- **INSTRUCTIONS TO FOLLOW**: Quote exactly, and only, the lines of the material below from the line with "This PR is purely" through the line with "Overall, these changes".

>>>

PR #338, opened 2022-07-26
Add cucim.skimage.feature.match_descriptors

### LINKED ISSUE #193: [FEA] gpu enabled match_descriptors
I've heard from some folks that they would like to see an implementation of [match_descriptors](https://scikit-image.org/docs/dev/api/skimage.feature.html?highlight=match_descriptor#skimage.feature.match_descriptors) in cuCIM.  This might be challenging as I don't think [cdist](https://docs.scipy.org/doc/scipy/reference/generated/scipy.spatial.distance.cdist.html) is implemented in CuPy yet.

xref: https://github.com/scikit-image/scikit-image/blob/main/skimage/feature/match.py#L5

grlee77:
closes #193

This PR adds `cucim.skimage.feature.match_descriptors`. It is a very straightforward adaptation of the scikit-image code, only substituting numpy->cupy. The only differences of note are:
- when new enough CuPy and pylibraft are not available it warns and falls back to `cdist` on the CPU
- test cases involving BRIEF temporarily involve round trip to the host until we implement BRIEF here (looks not too hard)

This PR also removes the deprecated `masked_register_translation` and `register_translation` (these were moved to cucim.skimage.registration.phase_cross_correlation`) from the `feature` module. Removing those was missed when previously updating the API here to match scikit-image 0.19.

### DIFF
--- a/python/cucim/src/cucim/skimage/feature/__init__.py
+++ b/python/cucim/src/cucim/skimage/feature/__init__.py
@@ -6,38 +6,9 @@ from .corner import (corner_foerstner, corner_harris, corner_kitchen_rosenfeld,
                      corner_peaks, corner_shi_tomasi, hessian_matrix,
                      hessian_matrix_det, hessian_matrix_eigvals, shape_index,
                      structure_tensor, structure_tensor_eigenvalues)
+from .match import match_descriptors
 from .peak import peak_local_max
 from .template import match_template
-
-
-@deprecated(
-    alt_func="cucim.skimage.registration.phase_cross_correlation",
-    removed_version="0.19",
-)
-def masked_register_translation(
-    src_image, target_image, src_mask, target_mask=None, overlap_ratio=0.3
-):
-    from ..registration import phase_cross_correlation
-
-    return phase_cross_correlation(
-        src_image,
-        target_image,
-        reference_mask=src_mask,
-        moving_mask=target_mask,
-        overlap_ratio=overlap_ratio,
-    )
-
-
-@deprecated(
-    alt_func="cucim.skimage.registration.phase_cross_correlation",
-    removed_version="0.19",
-)
-def register_translation(
-    src_image, target_image, upsample_factor=1, space="real", return_error=True
-):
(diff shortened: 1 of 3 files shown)


grlee77:
The acceleration provided here will depend on the number and size of the descriptors. Running scikit-image's SIFT on the small `astronaut` image results in 1234 descriptors each of size 128. For that size of input, the relative acceleration on the GPU is quite good.

When cross_check=False, max_distance=np.inf, max_ratio = 1.0
**Acceleration = 333.44040448425943**

When cross_check=True, max_distance=np.inf, max_ratio = 1.0
**Acceleration = 138.47554030822292**

When cross_check=False, max_distance=100.0, max_ratio < 1.0
**Acceleration = 58.34578386444441**

In the latter two cases there are progressively more logical comparisons and indexing operations which end up reducing the overall acceleration factor as compared to the first case without any additional checks.

jakirkham:
Moved to 22.10

There's not a project board for this yet. So moved to feature planning for now. Can update that later

ajschmidt8:
Removing `ops-codeowners` from the required reviews since it doesn't seem there are any file changes that we're responsible for. Feel free to add us back if necessary.

jakirkham:
Yeah I accidentally got 21.10 the first time 🤦‍♂️ Sorry for the noise 😞

Should be fixed now 🍀

grlee77:
This PR now has that same issue we saw previously where the `distance_transform_edt` import fails even though the files are in this branch.

```
src/cucim/core/operations/morphology/tests/test_distance_transform.py:8: in <module>
    from cucim.core.operations.morphology import distance_transform_edt
E   ModuleNotFoundError: No module named 'cucim.core.operations.morphology'
```


I need to look into how we are doing the install when testing on CI. Perhaps the files are there during build but are getting omitted somehow during the package install stage?

grlee77:
rerun tests

gigony (approved):
Looks good to me. Thank you Greg!

gigony:
@gpucibot merge

PR #340, opened 2022-07-26
Performance optimizations to morphological segmentation functions

grlee77:
This PR is purely a performance refactor without a change in behavior. The main changes to `morphological_chan_vese` are:

- Use a simplified version of `cupy.gradient` that does not promote all integer types to float64 and omits a couple of division operations by assuming unit spacing. Currently we don't have any places where non-uniform spacing or non first-order edges are needed, but we can always still use `cupy.gradient` for those if they come up in the future. 

- apply kernel fusion via `cupy.fuse()` decorators.

- avoid repeated transfer of footprints to the GPU and reuse the same workspace array for repeated `_curveop` calculations.

Overall, these changes give around 1/3 reduction in run-time for `morphological_chan_vese`.

All other places using `cp.gradient` were also changed to use the simplified `gradient` defined here. These include:
`cucim.skimage.features.hessian_matrix`
`cucim.skimage.features.multiscale_basic_features`
`cucim.skimage.registration.optical_flow_tvl1`

### DIFF
--- a/python/cucim/src/cucim/skimage/_shared/_gradient.py
+++ b/python/cucim/src/cucim/skimage/_shared/_gradient.py
@@ -11,7 +11,7 @@ import cupy
 from cucim.skimage._shared.utils import _supported_float_type
 
 
-def gradient(f, axis=None):
+def gradient(f, axis=None, output_as_array=False):
     """Return the gradient of an N-dimensional array.
 
     The gradient is computed using second order accurate central differences
@@ -27,6 +27,7 @@ def gradient(f, axis=None):
             (axis = None) is to calculate the gradient for all the axes of the
             input array. axis may be negative, in which case it counts from the
             last to the first axis.
+        output_as_array
 
     Returns:
         gradient (cupy.ndarray or list of cupy.ndarray): A set of ndarrays
@@ -50,8 +51,6 @@ def gradient(f, axis=None):
     # use central differences on interior and one-sided differences on the
     # endpoints. This preserves second order-accuracy over the full domain.
 
-    outvals = []
-
     # create slice objects --- initially all are [:, :, ..., :]
     slice1 = [slice(None)] * ndim
     slice2 = [slice(None)] * ndim
@@ -68,6 +67,12 @@ def gradient(f, axis=None):
             f = f.astype(float_dtype)
         otype = float_dtype
 
+    if output_as_array:
+        out = cupy.empty((ndim,) + f.shape, dtype=otype)
+        outvals = out
+    else:
+        outvals = []
+
     for axis in axes:
         if f.shape[axis] < 2:
             raise ValueError(
@@ -75,7 +80,8 @@ def gradient(f, axis=None):
                 "at least 2 elements are required."
             )
         # result allocation
-        out = cupy.empty_like(f, dtype=otype)
+        if not output_as_array:
+            out = cupy.empty_like(f, dtype=otype)
 
         # Numerical differentiation: 2nd order interior
         slice1[axis] = slice(1, -1)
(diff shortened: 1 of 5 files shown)


jakirkham:
Thanks for working on this Greg! 🙏

Am curious would it be possible for us to promote some cases to `float32` ourselves and then call `cupy.gradient` to avoid the promotion to `float64`? Or does it still promote in that case as well?

python/cucim/src/cucim/skimage/_shared/_gradient.py
```diff
@@ -0,0 +1,111 @@
...
+        slice4[axis] = slice(2, None)
+
+        out[tuple(slice1)] = (f[tuple(slice4)] - f[tuple(slice2)]) / 2.0
+
+        # Numerical differentiation: 1st order edges
+        slice1[axis] = 0
+        slice2[axis] = 1
+        slice3[axis] = 0
+        # 1D equivalent -- out[0] = (f[1] - f[0]) / (x[1] - x[0])
+        out[tuple(slice1)] = f[tuple(slice2)] - f[tuple(slice3)]
```
grlee77, line 93: Note: by supporting only unit spacing this version has removed division by the distance on this line as well as on line 99.

grlee77:
> Am curious would it be possible for us to promote some cases to float32 ourselves and then call cupy.gradient to avoid the promotion to float64? Or does it still promote in that case as well?

That is a good idea in that we could just have a thin wrapper to the CuPy functions. The other optimization that is implemented here is the one in this comment: https://github.com/rapidsai/cucim/pull/340/files#r932285232

I haven't benchmarked just that change in isolation, but it should help a bit.

One other reason to potentially keep our own copy is to further extend this one to allow writing a set of `n` gradients to a single `ndim + 1` dimensional output array instead of a tuple of `n` arrays. That would avoid some places where I have had to call essentially getting the equivalent of the following directly from a single `gradient` call:
```
grads = cp.stack(cp.gradient(x), axis=0)
```

grlee77:
It is likely worth at some point creating a custom kernel for computing all gradient terms in a single pass over the array (ideally contributing that to CuPy itself).

jakirkham:
> > Am curious would it be possible for us to promote some cases to float32 ourselves and then call cupy.gradient to avoid the promotion to float64? Or does it still promote in that case as well?
> 
> That is a good idea in that we could just have a thin wrapper to the CuPy functions. The other optimization that is implemented here is the one in this comment: https://github.com/rapidsai/cucim/pull/340/files#r932285232

Thanks for the clarification. For some reason the link is just taking me to the file with no selection. Is there a particular line (or lines) that I should be looking at?

grlee77:
> Thanks for the clarification. For some reason the link is just taking me to the file with no selection. Is there a particular line (or lines) that I should be looking at?

There were just a couple of lines that are now
```Python
out[out_sl] = f[tuple(slice2)] - f[tuple(slice3)]
```
whereas in cupy the difference is divided by dx
```Python
out[out_sl] = (f[tuple(slice2)] - f[tuple(slice3)]) / dx
```

jakirkham:
> One other reason to potentially keep our own copy is to further extend this one to allow writing a set of `n` gradients to a single `ndim + 1` dimensional output array instead of a tuple of `n` arrays. That would avoid some places where I could get the equivalent of the following directly from a single `gradient` call:
> 
> ```python
> grads = cp.stack(cp.gradient(x), axis=0)
> ```
> 
> **note:** currently looks like only the functions in registration/_optical_flow.py explicitly stack the gradient like this

Following up on this point. Agree this is a reasonable concern regarding memory pressure. That said, maybe we should discuss with others on how we can improve this implementation across libraries to alleviate the need to have this code ( https://github.com/data-apis/array-api/issues/468 ).

jakirkham (approved):

jakirkham:
@gpucibot merge

jakirkham:
Thanks Greg! 🙏

PR #357, opened 2022-07-28
Allow CuPy 11

jakirkham:
Allows cuCIM to be installed with CuPy 11.

xref: https://github.com/rapidsai/integration/pull/508

PR #362, opened 2022-08-01
Revert "Allow CuPy 11"

galipremsagar:
Reverts rapidsai/cucim#357

### DIFF
--- a/conda/recipes/cucim/meta.yaml
+++ b/conda/recipes/cucim/meta.yaml
@@ -29,7 +29,7 @@ requirements:
     - python {{ python_version }}.*
     - libcucim {{ version }}.*
     - click
-    - cupy >=9,<12.0.0a0
+    - cupy >=9,<11.0.0a0
     - numpy 1.19
     - scipy
     - scikit-image >=0.18.1,<0.20.0a0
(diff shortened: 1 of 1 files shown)


quasiben:
I think cuCIM wants to use CuPy 11 even though RAPIDS need to exclude it for now.  This has happened in the past where cuCIM needs to specifically add CuPy 11 to the CI infra to properly test

ajschmidt8 (approved):

ajschmidt8:
> I think cuCIM wants to use CuPy 11 even though RAPIDS need to exclude it for now. This has happened in the past where cuCIM needs to specifically add CuPy 11 to the CI infra to properly test

@quasiben, will `cucim` be using CuPy features that are exclusively in CuPy 11? If so, I think this will cause issues with the `rapids` package on Anaconda ([src](https://github.com/rapidsai/integration/blob/53e92859fc0a5d6c84d5fc50bbf171731ad05d74/conda/recipes/rapids/meta.yaml#L39-L64)) if `cucim` needs CuPy 11, but the rest of RAPIDS can only use CuPy 10.

jakirkham:
Discussed with @grlee77, we are going to bump the feature that needed CuPy 11 to 22.10. So sticking to CuPy 10 for 22.08 should be ok for us

jakirkham (approved):

jakirkham:
@gpucibot merge

jakirkham:
Thanks all! 🙏

PR #355, opened 2022-07-28
more efficient separable convolution

grlee77:
closes #321 

This PR adds a different implementation of separable convolution that was adapted from `opencv_contrib`. It is not yet ready for review.

Still needs:
- [x] support other boundary modes
- [x] tests
- [x] ~extension to nD~  extension to 3D
- [x] wrappers for existing filters to call this one instead of CuPy's

The key changes in this PR are the new files:
`skimage/filters/_separable_filtering.py`
`skimage/filters/tests/test_separable_filtering.py`

It is based on the approach taken in OpenCV-contrib's [row](https://github.com/opencv/opencv_contrib/blob/4.6.0/modules/cudafilters/src/cuda/row_filter.hpp) and [column]([https://github.com/opencv/opencv_contrib/blob/4.6.0/modules/cudafilters/src/cuda/column_filter.hpp] ) filters, but also supports:
- 3D
- additional dtypes (e.g. complex64)
- all boundary modes from SciPy
- not restricted to kernel size <= 32
- casting behavior to the output matches SciPy rather than OpenCV conventions.
 
A simpler version of the same approach has long been in the CUDA samples [convolutionSeparable.cu example](https://github.com/NVIDIA/cuda-samples/blob/master/Samples/2_Concepts_and_Techniques/convolutionSeparable/convolutionSeparable.cu). The basic idea is:
1.) First stage loads the current patch of the image and its boundaries into shared memory
2.) After synchronization, convolution is performed on the shared memory array.

A lot of CuPy's ndimage code is vendored here for the following reasons:
- We need any `cupyx.scipy.ndimage` functions we call, like `gaussian_filter`, `uniform_filter`, etc. to dispatch to the new convolution implementation when possible.
- the `_get_weights_dtype` utility was changed to promote 8 and 16-bit integers to float32 instead of float64 during convolutions.
- the `_get_output` utility was changed to allocate the output arrays as `empty` rather than `zeros` which is more efficient.
- the `_run_1d_filters` utility was improved so that it avoids an extra copy when the number of filters is even

I will submit PRs for these to CuPy. The `_get_output` change in particular also impacts other morphology and interpolation functions that we use in cuCIM, so I have vendored those here as well. For reference regarding these non-filtering changes, there is modest performance improvement. Grayscale `erosion` on a 4k image became 10% faster and `resize` of a 4k image to HD became 20% faster.

[...]

PR #374, opened 2022-08-02
Drop unneeded code

jakirkham:
cc @grlee77


grlee77:
Actually we do need those includes for CUDA as well, I think it is only the comment line that was accidentally kept.

I did already fix this yesterady in #355 commit https://github.com/rapidsai/cucim/pull/355/commits/e59badbefdc0708438387b657b503bc8b9e98ab2 of #355, though. Given that I think we can close this issue?

jakirkham:
Sounds good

<<<

- **YOUR RESPONSE**:
This PR is purely a performance refactor without a change in behavior. The main changes to `morphological_chan_vese` are:

- Use a simplified version of `cupy.gradient` that does not promote all integer types to float64 and omits a couple of division operations by assuming unit spacing. Currently we don't have any places where non-uniform spacing or non first-order edges are needed, but we can always still use `cupy.gradient` for those if they come up in the future. 

- apply kernel fusion via `cupy.fuse()` decorators.

- avoid repeated transfer of footprints to the GPU and reuse the same workspace array for repeated `_curveop` calculations.

Overall, these changes give around 1/3 reduction in run-time for `morphological_chan_vese`.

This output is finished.